Chart2Vec: A Universal Embedding of Context-Aware Visualizations
Qing Chen, Ying Chen, Ruishi Zou, Wei Shuai, Yi Guo, Jiazhe Wang, Nan Cao
TL;DR
Chart2Vec introduces a context-aware universal embedding for visualizations by learning from declarative chart facts and their contextual co-occurrence in multi-view visualizations. It combines a CFG-based structural representation with Word2Vec-based semantic encoding, learned through a multi-task loss that fuses linear interpolation and triplet learning across four-chart inputs. The approach is evaluated with a large, carefully curated dataset of 849 data stories and 249 dashboards (6014 visualizations) and shows improvements over ChartSeer and Erato in retrieval and co-occurrence tasks, supported by a user study and ablation analyses. The work enables downstream tasks such as visualization recommendation and storytelling and suggests generalizability to other formats and real-world BI tools, marking a step toward scalable context-aware visualization intelligence.
Abstract
The advances in AI-enabled techniques have accelerated the creation and automation of visualizations in the past decade. However, presenting visualizations in a descriptive and generative format remains a challenge. Moreover, current visualization embedding methods focus on standalone visualizations, neglecting the importance of contextual information for multi-view visualizations. To address this issue, we propose a new representation model, Chart2Vec, to learn a universal embedding of visualizations with context-aware information.
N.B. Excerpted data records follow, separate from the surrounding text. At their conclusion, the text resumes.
PR #167, opened 2020-11-06
Generic cgroup configuration

### LINKED ISSUE #135: Example memeater behaves non-deterministically on x86_64-unknown-gnu-linux

alfonsoros88:
fixes #135

- Turn manifest cgroup section into a generic HashMap
- Join CGroupMem and CGroupCpu
- Replace config::CGroups with a HashMap
- Add init function to configure root cgroups
- Disable memory swappiness in memeater example

### DIFF
--- a/npk/src/manifest.rs
+++ b/npk/src/manifest.rs
@@ -102,26 +102,6 @@ pub enum OnExit {
     Restart(u32),
 }
 
-#[derive(Clone, Debug, Eq, PartialEq, Serialize, Deserialize)]
-pub struct CGroupMem {
-    /// Limit im bytes
-    pub limit: u64,
-}
-
-#[derive(Clone, Debug, Eq, PartialEq, Serialize, Deserialize)]
-pub struct CGroupCpu {
-    /// CPU shares assigned to this container. CGroups divide the resource CPU into 1024 shares.
-    pub shares: u32,
-}
-
-#[derive(Clone, Debug, Eq, PartialEq, Serialize, Deserialize)]
-pub struct CGroups {
-    #[serde(skip_serializing_if = "Option::is_none")]
-    pub mem: Option<CGroupMem>,
-    #[serde(skip_serializing_if = "Option::is_none")]
-    pub cpu: Option<CGroupCpu>,
-}
-
 #[derive(Clone, Eq, PartialEq, Debug, Hash, Serialize, Deserialize)]
 pub enum MountFlag {
     /// Bind mount
@@ -164,6 +144,9 @@ pub enum Mount {
     /// Mount a tmpfs with size
     Tmpfs { size: u64 },
 }
+
+pub type CGroup = HashMap<String, String>;
+pub type CGroups = HashMap<String, CGroup>;
 
 #[derive(Clone, Eq, PartialEq, Debug, Serialize, Deserialize)]
 pub struct Manifest {
@@ -506,8 +489,8 @@ mounts:
     resource: bla-blah.foo:1.0.0/bin/foo
 autostart: true
 cgroups:
-  mem:
-    limit: 30
+  memory:
+    limit_in_bytes: 30
   cpu:
     shares: 100
 seccomp:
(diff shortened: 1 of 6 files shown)


north/src/runtime/linux/cgroups.rs
```diff
@@ -23,181 +23,93 @@ use std::{
...
-        // Configure oom
-        let oom_control = path.join(OOM_CONTROL);
-        write(&oom_control, "1").await?;
-
-        // Dropping monitor will stop the task below
-        let (monitor, mut rx) = mpsc::channel::<()>(1);
-        let name = name.to_string();
+pub async fn init_root_cgroups(config: &config::CGroups) -> Result<(), LinuxError> {
+    let mount_point = get_mount_point("cpuset")?;
+    let cpuset_root = mount_point.join(get_cgroup_root("cpuset", config));
```
marcmo, line 53: CGroups are now just a hashmap...so they are very generic. But you still treat it in a very non-generic way.
If they can indeed be generic, there should not be any code specific to a concrete cgroup anymore. If we need that anyway it should also be reflected in the datatype.

north/src/runtime/linux/cgroups.rs
```diff
@@ -23,181 +23,93 @@ use std::{
...
+            .map_err(|e| Error::Destroy(self.path.to_string_lossy().to_string(), e).into())
     }
 }
 
 #[derive(Debug)]
-pub struct CGroups {
-    pub mem: Option<CGroupMem>,
-    pub cpu: Option<CGroupCpu>,
-}
+pub struct CGroups(Vec<CGroup>);
```
marcmo, line 112: In `config.rs` the type `CGroups` is a hashmap, here it is a vector...if we need different types they should have different names. But I guess we do not need them.

npk/src/manifest.rs
```diff
@@ -167,6 +146,9 @@ pub enum Mount {
     Tmpfs { size: u64 },
 }
 
+pub type CGroup = HashMap<String, String>;
+pub type CGroups = HashMap<String, CGroup>;
+
```
marcmo, line 151: A 3. `CGroups` type...we should not have 3 different types for the cgroups-concept

north/src/runtime/linux/cgroups.rs
```diff
@@ -206,83 +118,101 @@ impl CGroups {
...
+
+async fn create_if_not_exists(path: &Path) -> Result<(), LinuxError> {
     if !path.exists() {
+        debug!("Creating {}", path.display());
         fs::create_dir_all(&path).await.map_err(|e| {
-            LinuxError::FileOperation(format!("Failed to create {}", path.display()), e)
-        })?;
+            LinuxError::FileOperation(format!("Failed to create directory {}", path.display()), e)
+        })
+    } else {
```
marcmo, line 191: rather:
```
    fs::create_dir_all(&path).await.map_err(|e| {
        LinuxError::FileOperation(format!("Failed to create directory {}", path.display()), e)
    })?;
}
Ok(())
}
```

north/src/runtime/mod.rs
```diff
@@ -94,9 +94,14 @@ impl Runtime {
         let (stop_tx, stop_rx) = oneshot::channel();
         let (stopped_tx, stopped_rx) = oneshot::channel();
 
-        // Initialize minijails static functionality
         #[cfg(any(target_os = "android", target_os = "linux"))]
-        linux::minijail::init().await.map_err(Error::Linux)?;
+        {
```
marcmo, line 98: The `#[cfg...` should not be needed anymore

npk/src/manifest.rs
```diff
@@ -502,8 +484,8 @@ mounts:
     resource: bla-blah.foo:1.0.0/bin/foo
 autostart: true
 cgroups:
-  mem:
-    limit: 30
+  memory:
+    limit_in_bytes: 30
```
marcmo, line 488: nice...better to understand

north/src/runtime/linux/cgroups.rs
alfonsoros88: I agree with you. The `cpuset` controller requires a "especial" treatment and that's why this function got introduced as a consequence. A possible solution to get rid of this would be to enable the possibility to configure the parent `cgroup` directories too, e.g. adding a `(param, value)` to the `cgroups` section in the `north.toml` configuration that are applied to the complete hierarchy. Does that sound reasonable?

north/src/runtime/linux/cgroups.rs
alfonsoros88: There is a `cgroup` section in the `manifest.yml`, one in the `north.toml` config and finally the source `cgroups.rs`. Therefore the 3 definitions, related but not equivalent. I find this confusing too. I think we can't unify them all, as they represent slightly different things, maybe we can resort to just give them different names?

marcmo: A unified type would be nice if possible, but if not practical different types might be an option!

north/src/runtime/linux/cgroups.rs
marcmo: Sounds reasonable if we decide to expose the full cgroups configuration to the user.
I'm still not sure if that is a good thing though since it requires the user to fully understand cgroups to use north.
Might be a no-brainer for those pinguins but me for example I did not configure any cgroup before Northstar ;)
maybe we can discuss this here #234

Chart2Vec aims to support a wide range of downstream visualization tasks such as recommendation and storytelling. Our model considers both structural and semantic information of visualizations in declarative specifications. To enhance the context-aware capability, Chart2Vec employs multi-task learning on both supervised and unsupervised tasks concerning the cooccurrence of visualizations. We evaluate our method through an ablation study, a user study, and a quantitative comparison. The results verified the consistency of our embedding method with human cognition and showed its advantages over existing methods.